■ Task instructions ■
The lines from the one with "1. Add the new peer selection logic." through the last line below are to be copied exactly; no other lines are to be returned.
________________________
PR #10217, opened 2023-09-25
[Aptos Data Client] Improve peer selection for data retrieval

JoshLind:
Note: (i) this PR is built on https://github.com/aptos-labs/aptos-core/pull/10180; and (ii) most of the PR is test changes.

### Description
This PR improves peer selection in the Aptos Data Client. Specifically, it adds the following logic:
1. Update peer selection for optimistic fetch to select the lowest latency peer when sending the request.
2. Update peer selection for subscription syncing to select the lowest latency peer when creating the subscription stream.
3. Update peer selection for generic data fetches (e.g., transactions and output chunks) to randomly select peers weighted by latency. This helps to prioritize lower latency peers while load balancing. In some cases (e.g., when we have a lot of peers to choose from) peer filtering is also applied, to help avoid picking the slowest peers.

Today, 1, 2 and 3 are currently selecting peers randomly.

This PR offers two commits:
1. Add the new peer selection logic.
2. Update the existing tests and add tests for the new functionality.

### Test Plan
New and existing tests.


config/src/config/state_sync_config.rs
________________________
■ Written answer ■
1. Add the new peer selection logic.
2. Update the existing tests and add tests for the new functionality.

### Test Plan
New and existing tests.


config/src/config/state_sync_config.rs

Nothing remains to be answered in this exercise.